You probably guessed it. Move forward with a plan. It is important to begin the planning process as soon as possible while you still have your wits about you. Even if you have not made all your final decisions as to your distributions or who is to be charged with administration and distribution of your assets after your death, going through the planning process allows you to sort out those issues. You can always modify your Last Will & Testament or Trust if you later change your mind. Working with the right team will be able to answer the questions you have and assist you to proceed through the process effortlessly.


"You can always modify your [plan] if you later change your mind."

More importantly, with planning and clear instructions, quarrels and dissent between children can be minimized and completely avoided. Planning can avoid the waste of thousands of dollars from your inheritance by unambiguously stating your intentions to distribute your property and assets.

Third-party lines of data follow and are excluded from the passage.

Issue #4657, opened 2021-10-08
ignore_column does not work when loading a dataset from a binary file


karunrao97:
## Description

I need to load select columns of a LightGBM dataset from a binary file. I am trying to use the ignore_column parameter for this, but this results in the following (where c1 is the first column name I'm trying to ignore):

> LightGBMError: Could not find ignore column c1 in data file

## Reproducible example

```python
import lightgbm as lgb
import numpy as np

n_samples = 100
feature_names = [f'c{i}' for i in range(10)]
ds_path = 'ds.bin'

ds = lgb.Dataset(np.random.random((n_samples, len(feature_names))), label=np.random.random(n_samples), feature_name=feature_names)
ds.construct()
ds.save_binary(ds_path)

ds = lgb.Dataset(ds_path)
ds.construct()  # this works fine

ds = lgb.Dataset(ds_path, params={'ignore_column': f'name:{",".join(feature_names[1:])}'})
ds.construct()  # this throws the above-mentioned exception
```

## Environment info

LightGBM version or commit hash: 5b7a6f3e7150aeb704d1dd2b852d246af3e913a3

Command(s) you used to install LightGBM: I built it from source

## Additional Comments

I also tried the following:

```python
ds = lgb.Dataset(ds_path, params={'ignore_column': ",".join([str(i) for i in range(1, len(feature_names))])})
ds.construct()
```

This doesn't crash, but it just loads all the features, and when training a model on this dataset, all the features are used, so it doesn't seem like ignore_column had any effect in this case.

jmoralez:
This happens with the CLI as well, both the error when passing `name:c1` and using them for training when passing integers like `0,1,2`.

PR #4701, opened 2021-10-21
Fix some paramater hints when loading from binary file

hzy46:
#4657 describes `ignore_column` will cause an error when loading from binary file. I think here're two related issues in the code:

1. `SetHeader` should only be called when loading from text file. Now, it is also called when loading the data from binary file. This is why error mentioned in issue 4657 happens.

https://github.com/microsoft/LightGBM/blob/13ed38ca55dc7d454712d794281c628f62301a0f/src/io/dataset_loader.cpp#L25

2. Apart from `ignore_column`, parameters `two_round`, `header`, `label_column`, `weight_column`, `group_column` also have no effect when loading from binary. I changed the doc. Need to confirm whether we should add warning for these parameters.

### DIFF
--- a/src/io/dataset_loader.cpp
+++ b/src/io/dataset_loader.cpp
@@ -22,10 +22,7 @@ DatasetLoader::DatasetLoader(const Config& io_config, const PredictFunction& pre
   label_idx_ = 0;
   weight_idx_ = NO_SPECIFIC;
   group_idx_ = NO_SPECIFIC;
-  if (filename != nullptr && CheckCanLoadFromBin(filename) == "") {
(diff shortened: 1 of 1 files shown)


StrikerRUS:
@hzy46 Thanks for your contribution! `Parameters.rst` shouldn't be touched directly. Instead, make your changes in the [`config.h` file](https://github.com/microsoft/LightGBM/blob/master/include/LightGBM/config.h) and then run `python helpers/parameter_generator.py` to update `Parameters.rst`.
Refer to https://github.com/microsoft/LightGBM/blame/master/docs/Parameters.rst#L1.

PR #4716, opened 2021-10-26
[docs] [dask] Add return information to Dask fit() docs (fixes #4402)

### LINKED ISSUE #4402: [python] Add `Returns` section to docstrings of `fit()` methods of Dask estimators
Refer to https://github.com/microsoft/LightGBM/pull/4101#issuecomment-866375793.

> Also, during rendering and checking my current suggestions I noticed that there are no Returns sections for fit() methods of Dask estimators. Is it OK?

> I guess they should have a return block similar to those in the equivalent scikit-learn estimators ...

jameslamb:
Fixes #4402, adding `Returns` blocks to the documentation for `fit()` method on estimators in `lightgbm.dask`.

### How I tested this

```shell
cd docs
make clean html
open _build/html/index.html
```

Looks like the docs are rendering correctly.

image

I also clicked through the links next to `Return type` and confirmed that they link back to the constructor docs for the relevant class.


jameslamb:
Thanks for the reviews! I just updated this to latest `master`. If it passes, I'll merge this.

An article on Fox Business identifies ten specific benefits to putting a plan in place. These benefits to preparing a plan include:

  • Reducing or eliminating potential estate tax.

  • Making effective transfers during your life and after your death.

  • Arranging for efficient business succession.

  • Arranging for health care decisions in the event you become incapacitated.

  • Avoiding the cost and delay of probate.

  • Enabling property to pass to the desired person.

  • Planning for the care of and financial wellbeing of your children in the event of your death.

  • Fulfilling your charitable intentions.

  • Enabling peace of mind.

  • Giving the gift of clear instructions for your wealth and wishes to your loved ones.

No matter the size of your estate or the amount of your assets, everyone can benefit from getting a plan put in place. A good plan will not only address the distribution of your property and assets upon your death, but also will put in place trusted people to act on your behalf while you are alive to make financial and healthcare decisions if you should not be able to yourself.


We all know that good decisions are ones that are well thought out, so make them at a time when you can reason the results and come up with tailored solutions to your situation! And start now; when you reach the age of majority, you have the legal right, and maybe obligation, to make your testamentary or life event decisions known to those that would be impacted by them.